Any team running AI in production should be doing this already. Few are.

The two red bars

Anthropic's Opus 4.7 announcement chart is the one to spend a minute on. Eleven benchmarks. Two of them are red.

Regressions against 4.6:

CyberGym (cybersecurity vulnerability reproduction): 73.8% to 73.1% (-0.7 pts)
BrowseComp (agentic search): 83.7% to 79.3% (-4.4 pts)

The CyberGym drop is small on its own. The pattern is what matters. Anthropic's system card lists a separate model - Mythos Preview, part of the Glasswing initiative - at 83.1% CyberGym, ten full points above public 4.7. Mythos is invitation-only and targeted at defensive-cyber customers.

Read the positioning: public Opus takes a mild cyber haircut; cyber-capable Opus lives behind a separate, gated tier. This is neither surprising nor bad. Enterprise-security customers have been the first monetized tier of frontier model releases since 2023, and a 4.7-class cyber model in unrestricted public hands is a regulatory and liability problem.

Still, if cyber capability is load-bearing for your work - and for every offensive-security team, it is - the chart is telling you where to source it.

The agentic-search drop

The BrowseComp regression (-4.4 pts) is larger but gets less attention because agentic search is less visible. It matters for two classes of work:

OSINT and recon during engagements - any task that involves a model taking multi-step browsing actions against a real target.
Autonomous agents that search before acting - the standard pattern for issue-triage, research assistants, and bug-bounty pipelines that scan advisories before drafting.
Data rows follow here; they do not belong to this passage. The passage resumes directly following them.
PR #4014, opened 2026-04-08
local-exec: propagate TRACEPARENT to child processes

### LINKED ISSUE #3936: OpenTelemetry TRACEPARENT propagation to child processes
### Community note

> [!TIP]

### OpenTofu Version

```shell
OpenTofu v1.11.5
```

When OpenTelemetry tracing is enabled, the parent trace context is not propagated to child processes

### Attempted Solutions

Configured OpenTelemetry tracing and used `local-exec` provisioner to check if `TRACEPARENT` is propagated:

  ```hcl
  resource "null_resource" "trace_test" {
    provisioner "local-exec" {
      command = "env | grep -i traceparent"
    }
  }

```

```bash

  export OTEL_TRACES_EXPORTER=otlp
  export OTEL_EXPORTER_OTLP_ENDPOINT=http://localhost:4317
  export OTEL_EXPORTER_OTLP_INSECURE=true


  tofu apply -auto-approve
```

Output: OTEL config variables are present in the child process environment but TRACEPARENT is missing. 

There is no configuration option or workaround within OpenTofu to inject trace context into child processes

### Proposal

When OpenTelemetry tracing is enabled, and a child process is spawned (`local-exec` /`external` / provider), OpenTofu should inject the `TRACEPARENT` environment variable following the [W3C Trace Context](https://www.w3.org/TR/trace-context/) specification.

N/A

### References

End to end example
https://github.com/denis256/terragrunt-tests/tree/master/tofu-telemetry

Output:
```bash
null_resource.trace_test: Provisioning with 'local-exec'...
null_resource.trace_test (local-exec): Executing: ["/bin/sh" "-c" "bash ./print-env.sh"]
null_resource.trace_test (local-exec): === OpenTelemetry Environment Variables ===
null_resource.trace_test (local-exec): OTEL_EXPORTER_OTLP_ENDPOINT=http://localhost:4317
null_resource.trace_test (local-exec): OTEL_EXPORTER_OTLP_INSECURE=true
null_resource.trace_test (local-exec): OTEL_TRACES_EXPORTER=otlp

null_resource.trace_test (local-exec): === TRACEPARENT value ===
null_resource.trace_test (local-exec): TRACEPARENT=not set

null_resource.trace_test: Creation complete after 0s [id=2102028165570962689]
```

ogormans-deptstack:
Resolves #3936

This is PR 2 of 2. PR 1 (#3997, merged) threaded `context.Context` through the provisioner interface. This PR uses that context to propagate trace information to local-exec child processes.

When tracing is active the local-exec provisioner now sets `TRACEPARENT` in the child process environment, formatted per the W3C Trace Context spec (`00-{traceID}-{spanID}-{flags}`). If the user already sets `TRACEPARENT` in the provisioner `environment` block, that value takes precedence.

Uses `trace.SpanContextFromContext(ctx)` from the existing `go.opentelemetry.io/otel/trace` dependency — no new dependencies added, inline implementation as discussed on the issue.

## Checklist

### Go checklist

### DIFF
--- a/internal/builtin/provisioners/local-exec/resource_provisioner.go
+++ b/internal/builtin/provisioners/local-exec/resource_provisioner.go
@@ -17,7 +17,7 @@ import (
 	"github.com/armon/circbuf"
 	"github.com/mitchellh/go-linereader"
 	"github.com/zclconf/go-cty/cty"
-	"go.opentelemetry.io/otel/trace"
+	"go.opentelemetry.io/otel/propagation"
 
 	"github.com/opentofu/opentofu/internal/configs/configschema"
 	"github.com/opentofu/opentofu/internal/provisioners"
@@ -117,10 +117,12 @@ func (p *provisioner) ProvisionResource(ctx context.Context, req provisioners.Pr
 
 	envVal := req.Config.GetAttr("environment")
 	var env []string
+	var traceparentConfigured bool
 
 	if !envVal.IsNull() {
 		for k, v := range envVal.AsValueMap() {
 			if !v.IsNull() {
+				traceparentConfigured = traceparentConfigured || strings.EqualFold(k, "TRACEPARENT")
 				entry := fmt.Sprintf("%s=%s", k, v.AsString())
 				env = append(env, entry)
 			}
@@ -175,14 +177,11 @@ func (p *provisioner) ProvisionResource(ctx context.Context, req provisioners.Pr
 	// variable (per the W3C Trace Context specification), unless the user
 	// has already set TRACEPARENT explicitly in the provisioner's
 	// "environment" block.
-	if !hasEnvVar(env, "TRACEPARENT") {
-		if sc := trace.SpanContextFromContext(ctx); sc.IsValid() {
-			cmdEnv = append(cmdEnv, fmt.Sprintf(
-				"TRACEPARENT=00-%s-%s-%s",
-				sc.TraceID().String(),
-				sc.SpanID().String(),
-				sc.TraceFlags().String(),
-			))
+	if !traceparentConfigured {
+		carrier := make(propagation.MapCarrier)
+		propagation.TraceContext{}.Inject(ctx, carrier)
+		for k, v := range carrier {
+			cmdEnv = append(cmdEnv, strings.ToUpper(k)+"="+v)
 		}
 	}
 
@@ -259,15 +258,4 @@ func copyUIOutput(o provisioners.UIOutput, r io.Reader, doneCh chan<- struct{}) 
 	for line := range lr.Ch {
 		o.Output(line)
 	}
-}
-
-// hasEnvVar checks whether a slice of "KEY=VALUE" strings contains an entry
-// for the given variable name.
-func hasEnvVar(env []string, name string) bool {
-	for _, e := range env {
-		if _, ok := strings.CutPrefix(e, name+"="); ok {
-			return true
-		}
-	}
-	return false
 }
--- a/internal/builtin/provisioners/local-exec/resource_provisioner.go
+++ b/internal/builtin/provisioners/local-exec/resource_provisioner.go
@@ -17,7 +17,7 @@ import (
 	"github.com/armon/circbuf"
 	"github.com/mitchellh/go-linereader"
 	"github.com/zclconf/go-cty/cty"
-	"go.opentelemetry.io/otel/propagation"
+	"go.opentelemetry.io/otel/trace"
 
 	"github.com/opentofu/opentofu/internal/configs/configschema"
 	"github.com/opentofu/opentofu/internal/provisioners"
@@ -178,10 +178,13 @@ func (p *provisioner) ProvisionResource(ctx context.Context, req provisioners.Pr
 	// has already set TRACEPARENT explicitly in the provisioner's
 	// "environment" block.
 	if !traceparentConfigured {
-		carrier := make(propagation.MapCarrier)
-		propagation.TraceContext{}.Inject(ctx, carrier)
-		for k, v := range carrier {
-			cmdEnv = append(cmdEnv, strings.ToUpper(k)+"="+v)
+		if sc := trace.SpanContextFromContext(ctx); sc.IsValid() {
+			cmdEnv = append(cmdEnv, fmt.Sprintf(
+				"TRACEPARENT=00-%s-%s-%s",
+				sc.TraceID().String(),
+				sc.SpanID().String(),
+				sc.TraceFlags().String(),
+			))
 		}
 	}
 
--- a/internal/builtin/provisioners/local-exec/resource_provisioner.go
+++ b/internal/builtin/provisioners/local-exec/resource_provisioner.go
@@ -16,6 +16,7 @@ import (
 	"github.com/armon/circbuf"
 	"github.com/mitchellh/go-linereader"
 	"github.com/zclconf/go-cty/cty"
+	"go.opentelemetry.io/otel/trace"
 
 	"github.com/opentofu/opentofu/internal/configs/configschema"
 	"github.com/opentofu/opentofu/internal/provisioners"
@@ -97,7 +98,7 @@ func (p *provisioner) ValidateProvisionerConfig(req provisioners.ValidateProvisi
 	return resp
 }
 
-func (p *provisioner) ProvisionResource(_ context.Context, req provisioners.ProvisionResourceRequest) (resp provisioners.ProvisionResourceResponse) {
+func (p *provisioner) ProvisionResource(ctx context.Context, req provisioners.ProvisionResourceRequest) (resp provisioners.ProvisionResourceResponse) {
 	commandVal := req.Config.GetAttr("command")
 	if commandVal.IsNull() || commandVal.AsString() == "" {
 		resp.Diagnostics = resp.Diagnostics.Append(tfdiags.WholeContainingBody(
@@ -163,6 +164,22 @@ func (p *provisioner) ProvisionResource(_ context.Context, req provisioners.Prov
 	var cmdEnv []string
 	cmdEnv = os.Environ()
 	cmdEnv = append(cmdEnv, env...)
+
+	// If the caller's context carries an active OpenTelemetry trace span,
+	// propagate it to the child process via the TRACEPARENT environment
+	// variable (per the W3C Trace Context specification), unless the user
+	// has already set TRACEPARENT explicitly in the provisioner's
+	// "environment" block.
+	if !hasEnvVar(env, "TRACEPARENT") {
+		if sc := trace.SpanContextFromContext(ctx); sc.IsValid() {
+			cmdEnv = append(cmdEnv, fmt.Sprintf(
+				"TRACEPARENT=00-%s-%s-%s",
+				sc.TraceID().String(),
+				sc.SpanID().String(),
+				sc.TraceFlags().String(),
+			))
+		}
+	}
 
 	// Set up the command
 	cmd := exec.CommandContext(p.ctx, cmdargs[0], cmdargs[1:]...)
@@ -237,4 +254,16 @@ func copyUIOutput(o provisioners.UIOutput, r io.Reader, doneCh chan<- struct{}) 
 	for line := range lr.Ch {
 		o.Output(line)
 	}
+}
+
+// hasEnvVar checks whether a slice of "KEY=VALUE" strings contains an entry
+// for the given variable name.
+func hasEnvVar(env []string, name string) bool {
+	prefix := name + "="
+	for _, e := range env {
+		if len(e) >= len(prefix) && e[:len(prefix)] == prefix {
+			return true
+		}
+	}
+	return false
 }
--- a/internal/builtin/provisioners/local-exec/resource_provisioner.go
+++ b/internal/builtin/provisioners/local-exec/resource_provisioner.go
@@ -12,6 +12,7 @@ import (
 	"os"
 	"os/exec"
 	"runtime"
+	"strings"
 
 	"github.com/armon/circbuf"
 	"github.com/mitchellh/go-linereader"
@@ -99,6 +100,10 @@ func (p *provisioner) ValidateProvisionerConfig(req provisioners.ValidateProvisi
 }
 
 func (p *provisioner) ProvisionResource(ctx context.Context, req provisioners.ProvisionResourceRequest) (resp provisioners.ProvisionResourceResponse) {
+	// We ignore cancellation of this incoming context because provisioners
+	// currently get cancelled by calling the "Stop" method instead.
+	ctx = context.WithoutCancel(ctx)
+
 	commandVal := req.Config.GetAttr("command")
 	if commandVal.IsNull() || commandVal.AsString() == "" {
 		resp.Diagnostics = resp.Diagnostics.Append(tfdiags.WholeContainingBody(
@@ -259,9 +264,8 @@ func copyUIOutput(o provisioners.UIOutput, r io.Reader, doneCh chan<- struct{}) 
 // hasEnvVar checks whether a slice of "KEY=VALUE" strings contains an entry
 // for the given variable name.
 func hasEnvVar(env []string, name string) bool {
-	prefix := name + "="
 	for _, e := range env {
-		if len(e) >= len(prefix) && e[:len(prefix)] == prefix {
+		if _, ok := strings.CutPrefix(e, name+"="); ok {
 			return true
 		}
 	}
--- a/internal/builtin/provisioners/local-exec/resource_provisioner_test.go
+++ b/internal/builtin/provisioners/local-exec/resource_provisioner_test.go
@@ -16,6 +16,7 @@ import (
 
 	"github.com/mitchellh/cli"
 	"github.com/zclconf/go-cty/cty"
+	"go.opentelemetry.io/otel/trace"
 
 	"github.com/opentofu/opentofu/internal/provisioners"
 )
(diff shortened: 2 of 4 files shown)


internal/builtin/provisioners/local-exec/resource_provisioner.go
```diff
@@ -164,6 +165,22 @@ func (p *provisioner) ProvisionResource(_ context.Context, req provisioners.Prov
...
+	// has already set TRACEPARENT explicitly in the provisioner's
+	// "environment" block.
+	if !hasEnvVar(env, "TRACEPARENT") {
+		if sc := trace.SpanContextFromContext(ctx); sc.IsValid() {
+			cmdEnv = append(cmdEnv, fmt.Sprintf(
+				"TRACEPARENT=00-%s-%s-%s",
+				sc.TraceID().String(),
+				sc.SpanID().String(),
+				sc.TraceFlags().String(),
+			))
```
apparentlymart, line 187: Out of curiosity I went to see if there was a convenient function for generating this in one of the OpenTelemetry modules we're already using.

The package `go.opentelemetry.io/otel/propagation` has `TraceContext.Inject`, but that seems like a far more complex way to achieve an equivalent result to what you implemented here, and so I prefer the simpler approach you used here.

I notice that the upstream function uses `hex.Encode` (from `encoding/hex`) directly, instead of relying on the `String` method of each of these types, but the `String` methods for these three types all seem to do the same thing just in a more manual way, such as [for `TraceID`](https://github.com/open-telemetry/opentelemetry-go/blob/7ac83c37af755351a0ac5ecf0d5885ac392df185/trace/trace.go#L66-L85), so this should achieve the same result.

ogormans-deptstack: Preferring the more direct cleaner approach but a failing test on windows again... damn golang and its compatibility guarantees!!

apparentlymart:
Do you understand what's going on with this test failure on Windows?

I would've expected what you shared to work, since `%NAME%` is the usual syntax for environment variable syntax in `cmd.exe`, so I must admit that _I'm_ not sure what's going on there. Do you think that the environment variable isn't being set for some reason?

ogormans-deptstack:
> Do you understand what's going on with this test failure on Windows?
> 
> I would've expected what you shared to work, since `%NAME%` is the usual syntax for environment variable syntax in `cmd.exe`, so I must admit that _I'm_ not sure what's going on there. Do you think that the environment variable isn't being set for some reason?

Not immediately obvious, I'll dig tomorrow with a fresh head

ogormans-deptstack:
Figured it out — `cmd.exe` doesn't expand `%TRACEPARENT%` when the variable is undefined, it leaves the literal `%TRACEPARENT%` in the output. On Unix `${TRACEPARENT:-unset}` falls back to "unset", but Windows has no equivalent default-value syntax.

Fixed in 8000ea2 by splitting the assertion per platform — on Windows we check for the unexpanded literal, on Unix we check for "unset". Both confirm the provisioner didn't inject TRACEPARENT.

Second time Windows shell differences have caught me in Go tests. The runtime.GOOS branching for the _command_ was right, I just forgot to branch the _assertion_ too. Something to keep in mind for any future tests that verify env var absence through shell echo — or better yet, avoid shell-based assertions for negative cases entirely when there's a way to inspect the environment directly in Go.

ogormans-deptstack:
Rebased onto main to pick up the v1.13 changelog restructuring (579930a). Conflict was just the CHANGELOG — moved our entry into the new 1.13.0 section.

The Windows fix from the last push is preserved in the rebase. For context on what went wrong there, see the [inline thread](https://github.com/opentofu/opentofu/pull/4014#discussion_r3054355112) — short version is `cmd.exe` silently passes through `%VAR%` as a literal when the variable isn't defined, unlike Unix shells which have fallback syntax.

internal/builtin/provisioners/local-exec/resource_provisioner_test.go
```diff
@@ -338,3 +339,161 @@ func TestResourceProvisioner_nullsInOptionals(t *testing.T) {
 		})
 	}
 }
+
+// testSpanContext returns a known-valid SpanContext for use in tests.
+func testSpanContext() trace.SpanContext {
+	traceID, _ := trace.TraceIDFromHex("4bf92f3577b34da6a3ce929d0e0e4736")
+	spanID, _ := trace.SpanIDFromHex("00f067aa0ba902b7")
```
apparentlymart: I'm sorry that this is a bit of a "nit", but I'd suggest setting these fake ids to something that seems "more fake", like a repeating pattern of `0f` or similar, just so that the expected results in the other test cases below read more clearly as testing against a fixed placeholder instead of against a dynamic trace ID.

internal/builtin/provisioners/local-exec/resource_provisioner.go
```diff
@@ -238,3 +255,15 @@ func copyUIOutput(o provisioners.UIOutput, r io.Reader, doneCh chan<- struct{})
...
+// for the given variable name.
+func hasEnvVar(env []string, name string) bool {
+	prefix := name + "="
+	for _, e := range env {
+		if len(e) >= len(prefix) && e[:len(prefix)] == prefix {
+			return true
+		}
+	}
+	return false
+}
```
apparentlymart: This is more just a note for me than a review comment, but this seems like another variation that could benefit from the upstream Go proposal https://github.com/golang/go/issues/62038 or https://github.com/golang/go/issues/75934.

It's pretty similar to the examples I discussed in https://github.com/golang/go/issues/62038#issuecomment-1679871335. (In case it isn't obvious, "the main codebase I maintain in my day job" there is referring to OpenTofu. 😀 )

internal/builtin/provisioners/local-exec/resource_provisioner.go
```diff
@@ -97,7 +98,7 @@ func (p *provisioner) ValidateProvisionerConfig(req provisioners.ValidateProvisi
 	return resp
 }
 
-func (p *provisioner) ProvisionResource(_ context.Context, req provisioners.ProvisionResourceRequest) (resp provisioners.ProvisionResourceResponse) {
+func (p *provisioner) ProvisionResource(ctx context.Context, req provisioners.ProvisionResourceRequest) (resp provisioners.ProvisionResourceResponse) {
 	commandVal := req.Config.GetAttr("command")
```
apparentlymart, line 107: Let's start this function with the following just to make sure that cancellation from the context can't possibly propagate to anything in here:

```go
    // We ignore cancellation of this incoming context because provisioners
    // currently get cancelled by calling the "Stop" method instead.
    ctx = context.WithoutCancel(ctx)
```

At the moment this function isn't actually using `ctx` for anything except the trace context (it uses the private `p.ctx` field instead, which is how `Stop` is implemented) but future maintainers might not be aware of that subtlety and would probably just follow the usual pattern of using whatever context is in scope. My hope of including this statement and the associated comment is to help a future maintainer notice that something unusual is going on here.

(Hopefully one day we'll rework provisioners to do cancellation using the modern `context` patterns, but I think we should do that separately from implementing this feature.)

internal/builtin/provisioners/local-exec/resource_provisioner.go
```diff
@@ -238,3 +255,15 @@ func copyUIOutput(o provisioners.UIOutput, r io.Reader, doneCh chan<- struct{})
 		o.Output(line)
 	}
 }
+
+// hasEnvVar checks whether a slice of "KEY=VALUE" strings contains an entry
+// for the given variable name.
+func hasEnvVar(env []string, name string) bool {
+	prefix := name + "="
+	for _, e := range env {
+		if len(e) >= len(prefix) && e[:len(prefix)] == prefix {
```
apparentlymart: Could we use [`strings.CutPrefix`](https://pkg.go.dev/strings#CutPrefix) here? 🤔

apparentlymart (commented):
Thanks for working on this, and thanks especially for the detailed test cases!

I left some small things inline, but overall this looks great.

ogormans-deptstack:
Addressed the review feedback in 860953a:

- Added `context.WithoutCancel(ctx)` at function entry with the guard comment — good call, that's a subtle trap for future maintainers
- Swapped manual prefix check in `hasEnvVar` for `strings.CutPrefix`
- Replaced the W3C example trace/span IDs with repeating `0f` patterns so the expected values in assertions read as obviously-fake placeholders

Re: the Go proposal note on `hasEnvVar` — interesting thread, I can see how a stdlib `slices.ContainsFunc` variant with early-return semantics would clean up patterns like this.

apparentlymart (commented):
Thanks for the updates!

One final thing I thought about only now (sorry!) is that we should probably mention this in [the documentation for `local-exec`](https://opentofu.org/docs/language/resources/provisioners/local-exec/), or else nobody will know this is even possible. 😀 

We don't currently have an established practice for how to document OpenTelemetry-related behaviors of specific features, so for now I suggest we just add a section to the end that's something like this:

> ## OpenTelemetry Trace Propagation
>
> If you run OpenTofu with [OpenTelemetry Tracing](https://opentofu.org/docs/internals/tracing/) enabled, the `local-exec` provisioner will automatically set the `TRACEPARENT` environment variable when launching the specified program, so that it can contribute its own spans to the overall trace.
>
> Programs launched with this provisioner also inherit environment variables from the parent OpenTofu process by default, so the child program can also access any `OTEL_`-prefixed environment variables you set to enable OpenTofu's tracing functionality.

(The link to the "OpenTelemetry Tracing" page will need to be written in a different way in the website markdown, referring to the source `.md` file rather than its final published URL on the site, but I used the published URL above just so it's clear which page I was intending this to be linked to.)

After that I think this'll be ready to go, but I'll wait for at least one other maintainer to approve before merging.

ogormans-deptstack:
Added the docs section in 00cf64d — no hope of eventually making release notes if we don't document that it exists.

Thanks for sharing the longer-term vision in the review comments here — the context cancellation patterns, Go proposals for env var handling, eventual provisioner modernisation. It gives a clear picture of where this fits in the broader trajectory, which makes it easier to contribute in the right direction.

apparentlymart (approved):

apparentlymart:
The changelog became conflicted again, but that unfortunately just tends to happen more at the start of a new development period where all of the PRs are trying to be the first entry of a particular type. :confounded: 

If you'd like to rebase again to fix that then go ahead, but also don't feel like you need to keep chasing conflicts in the changelog if other things get merged in the meantime since we can always fix it up just before we merge (assuming that you've allowed maintainers to push to the branch in your fork, which is usually the default).

ogormans-deptstack:
Rebased onto main again to pick up the WinRM removal (fb7fc49). Still early in the 1.13 cycle so keeping the changelog clean as we go seems worth the churn.

internal/builtin/provisioners/local-exec/resource_provisioner.go
```diff
@@ -238,3 +260,14 @@ func copyUIOutput(o provisioners.UIOutput, r io.Reader, doneCh chan<- struct{})
 		o.Output(line)
 	}
 }
+
+// hasEnvVar checks whether a slice of "KEY=VALUE" strings contains an entry
+// for the given variable name.
+func hasEnvVar(env []string, name string) bool {
```
yottta: How about not creating a new function to check this and instead, plug into the [logic that already iterates over the configured environment](https://github.com/ogormans-deptstack/opentofu/blob/bd49502d3a8a3d523aa436cdb4d813e9cc8ae695/internal/builtin/provisioners/local-exec/resource_provisioner.go#L118-L128) of the provisioner?

Something like:
```go
	envVal := req.Config.GetAttr("environment")
	var env []string
	var traceparentConfigured bool

	if !envVal.IsNull() {
		for k, v := range envVal.AsValueMap() {
			if !v.IsNull() {
				traceparentConfigured = traceparentConfigured || strings.EqualFold(k, "TRACEPARENT")
				entry := fmt.Sprintf("%s=%s", k, v.AsString())
				env = append(env, entry)
			}
		}
	}
```

internal/builtin/provisioners/local-exec/resource_provisioner.go
```diff
@@ -164,6 +170,22 @@ func (p *provisioner) ProvisionResource(_ context.Context, req provisioners.Prov
...
 
+	// If the caller's context carries an active OpenTelemetry trace span,
+	// propagate it to the child process via the TRACEPARENT environment
+	// variable (per the W3C Trace Context specification), unless the user
+	// has already set TRACEPARENT explicitly in the provisioner's
+	// "environment" block.
+	if !hasEnvVar(env, "TRACEPARENT") {
+		if sc := trace.SpanContextFromContext(ctx); sc.IsValid() {
+			cmdEnv = append(cmdEnv, fmt.Sprintf(
+				"TRACEPARENT=00-%s-%s-%s",
```
yottta, line 183: The only concern I have with this, is that if in the future the version of this header (i.e.: `00`) will be bumped up, this will have to be migrated manually and most probably will be missed.
Sadly, as @apparentlymart pointed out in its previous comment, the `version` is part of the `TraceContext.Inject` and not exported from that package.

And if the version will be ever bumped up, the format might change too, which will require additional research and reimplementation for whoever will do the dependencies upgrade, adding even more pressure on the recurrent action we have to do before a new major version release (just to be clear what I mean by "recurrent action", this was the one for v1.12: #3877).

Just for this reason, I would still try and find a clean way of using that otel library provided method instead of building this manually.

internal/builtin/provisioners/local-exec/resource_provisioner_test.go
```diff
@@ -338,3 +339,161 @@ func TestResourceProvisioner_nullsInOptionals(t *testing.T) {
...
+	t.Setenv("TRACEPARENT", "")
+
+	output := cli.NewMockUi()
+	p := New()
+	schema := p.GetSchema().Provisioner
+
+	command := "echo traceparent_is_${TRACEPARENT:-unset}"
+	if runtime.GOOS == "windows" {
+		command = "echo traceparent_is_%TRACEPARENT%"
+	}
```
yottta, line 406:
```suggestion
	command := "echo traceparent_is_${TRACEPARENT:-unset}"
	expectedOutput := "traceparent_is_unset"
	if runtime.GOOS == "windows" {
		command = "echo traceparent_is_%TRACEPARENT%"
		// On Unix, the shell substitutes ${TRACEPARENT:-unset} to "unset".
	        // On Windows, cmd.exe leaves %TRACEPARENT% unexpanded when the
	        // variable is empty, so the literal marker appears in the output.
	        // Either result confirms the provisioner did not inject TRACEPARENT.
		expectedOutput = "traceparent_is_%TRACEPARENT%"
	}
```
See the other suggestion from this file.

internal/builtin/provisioners/local-exec/resource_provisioner_test.go
```diff
@@ -338,3 +339,161 @@ func TestResourceProvisioner_nullsInOptionals(t *testing.T) {
...
+	// Either result confirms the provisioner did not inject TRACEPARENT.
+	if runtime.GOOS == "windows" {
+		if !strings.Contains(got, "traceparent_is_%TRACEPARENT%") {
+			t.Errorf("expected TRACEPARENT to be unset without span context, got %q", got)
+		}
+	} else {
+		if !strings.Contains(got, "traceparent_is_unset") {
+			t.Errorf("expected TRACEPARENT to be unset without span context, got %q", got)
+		}
+	}
```
yottta:
```suggestion
	if !strings.Contains(got, expectedOutput) {
		t.Errorf("expected TRACEPARENT to be unset without span context, got %q", got)
	}
```

ogormans-deptstack:
Thanks for the review. Updated:

- Switched to `propagation.TraceContext{}.Inject(ctx, carrier)` instead of manual TRACEPARENT formatting — good call on the maintainability angle, and this picks up TRACESTATE for free.
- Inlined the TRACEPARENT check into the existing env loop using `strings.EqualFold`, removed the separate `hasEnvVar` function.
- Cleaned up test assertions — extracted `expectedOutput` variable instead of duplicated if/else blocks.

Rebased on main, all tests pass locally.

internal/builtin/provisioners/local-exec/resource_provisioner.go
apparentlymart: Since this environment variable can only be set to one version at a time, this is actually an interesting compatibility constraint: if some later version of OpenTofu suddenly started using `TRACEPARENT=01-...` instead then it would be breaking for anyone who is using this to run a program that only understands version zero.

So I think whatever strategy we take here, OpenTofu should be the one in control of which version it's using so that we can decide when and how to switch to a newer version later. I wouldn't like to get into a situation where we can't upgrade our OpenTelemetry dependencies without it being a breaking change. :thinking:

yottta: Ok, good points. I agree with those.

ogormans-deptstack: Agreed — @apparentlymart's point about keeping explicit version control is the stronger argument. A silent otel dep bump shouldn't be able to change what we emit to child processes — that's unseen technical debt we'd rather not trade off against.

Reverted the Inject approach back to manual formatting in the latest push. Kept the other two changes (inlined env check, test cleanup) since those stand on their own.

Thanks for the rereview @apparentlymart, appreciate the experienced eyes on this.

@yottta if you're happy with where this landed, would you be able to approve?

yottta (approved):

diofeher (approved):

apparentlymart:
Thanks for working on this @ogormans-deptstack!

Now that it's merged, it should be included in the v1.13.0 release later.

If your agents rely on browse-then-act chains, re-measure them on 4.7 before flipping the default. The drop is small enough that general-purpose workloads will not notice; it is large enough that agent pipelines tuned on 4.6 can regress perceptibly.

What to actually do

Three things, in order.

Pin a historical baseline. Take a representative sample of your production prompts and replay them now against current live 4.6 while the API still serves it at parity. Store the outputs. This becomes your reference point for the next two launches, not just this one.
Route by task class, not by model preference. Default to 4.7 for coding, vision, reasoning, and computer use. Keep 4.6 on tap for offensive-security and agentic-search work until Glasswing is generally available or the regression closes. The Anthropic API supports per-request model selection; use it.
Stop trusting vendor benchmarks in isolation. Every frontier lab publishes charts where every bar goes up. Anthropic deserves credit for publishing two that went down. That is rare. Read the chart end to end before you read the press release.

The uncomfortable implication

If Anthropic will list a gated cyber tier on its own system card, every other frontier vendor is doing something similar and not publishing it. When a buyer compares OpenAI, Anthropic, and Google on the same task today, they are comparing three tier-differentiated products, not three underlying model capabilities. The honest benchmark for frontier capability is the invitation-only tier at each lab, not the public API.

For most teams, this does not change daily work. For any team building on top of frontier models to do security, legal, or research work where the gap between public and enterprise tiers matters, it changes which questions get asked at procurement.

Read your vendor's chart. Read it end to end. And keep a copy of today's output before tomorrow's launch.

Update log (1)

2026-04-17Initial publication.

Sources + verification

Benchmark numbers are taken directly from Anthropic's own published announcement and system card. No numbers in this post are reproduced locally; if they were, we would publish the harness alongside. Any team that wants to reproduce a model evaluation is encouraged to do the same.